Shuffle & Doom!
A fast single-player tabletop dungeon crawler played with nothing more than a standard deck of cards.
Enter the Dungeon
Shuffle & Doom! is a small tabletop dungeon crawler built entirely around a standard 54-card deck. Construct a randomized dungeon, battle enemies, disarm traps, collect treasure, manage your inventory, and fight the boss in quick solo gameplay sessions.
The main idea behind the project was to create something lightweight, replayable, and easy to set up without requiring dice, tokens, miniatures, boards, apps, or extra materials. The dungeon generation, room structure, enemies, traps, treasure, and boss encounters are all derived directly from the cards themselves.
Development Notes
Shuffle & Doom! began several years ago as an experimental dungeon crawler built entirely from a standard deck of cards. Over time, the project went through multiple revisions, rewrites, and playtests before arriving at its current form.
One of the biggest design goals was balancing simplicity against immersion. Earlier versions introduced additional mechanics and complexity, but many of those systems ultimately added more weight than enjoyment. Much of the final development process became a question of figuring out which mechanics created meaningful strategy, and which ones only slowed the game down.

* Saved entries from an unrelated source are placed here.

PR #4136, opened 2022-05-13
chore: fix boolean urlparams for grpc

rb-determined-ai:
The generated python bindings would emit boolean url parameters as
`val=True` but apparently grpc wants `val=true` instead.

## Test Plan

`det e list` now uses real booleans instead of string booleans, so test with and without `-a`.

## Commentary (optional)

It bugs me that we use generated bindings for "type safety" but that we also have this `limit_offset_paginator` which destroys type safety.  I spent quite a while learning about python's 3.10 [typing.ParamSpec feature](https://sobolevn.me/2021/12/paramspec-guide) but even with that I couldn't get things to work.  And I like what the function does so for now I have no response to it.

It might be worth making the generated bindings do the repeated paging at some point, which would be a lot more ergonomic for these paginated endpoints.

### DIFF
--- a/bindings/generate_bindings.py
+++ b/bindings/generate_bindings.py
@@ -28,6 +28,14 @@ class TypeAnno:
         # Only Refs to empty structs ever return True; we skip generating them.
         return False
 
+    def need_urlparam_dump(self) -> bool:
+        """
+        Dump a value for url parameters.
+
+        Defaults to need_parse(), since dump_as_urlparam() defaults to dump()
+        """
+        return self.need_parse()
+
     def dump_as_urlparam(self, val: Code) -> Code:
         """
         Dump a value for url parameters.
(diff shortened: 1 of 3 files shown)


mapmeld (commented):
- This works! :+1: I plan to remove a str(val).lower() patch in the workspaces/projects branch
- The `or not param.required` leads to many more `if {param} is not None else None` lines in the bindings, for example on most pagination variables. e2e_tests fail without it, but we didn't need it here before?

rb-determined-ai:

Another major goal was accessibility. The game was intentionally designed so that a player could sit down with an ordinary deck of cards and start exploring immediately. Everything needed for dungeon-crawling tension is contained in the deck itself.
The visual presentation of the manual was heavily inspired by retro game manuals and older tabletop rulebooks: straightforward, readable, and slightly nostalgic.
Singleplayer Release
At this point, Shuffle & Doom! is considered complete as a standalone single-player experience. A multiplayer version may be explored someday, but the current focus is simply sharing the finished game publicly and seeing what players do with it.
Thank you for taking the time to check out the project. I hope you enjoy playing it.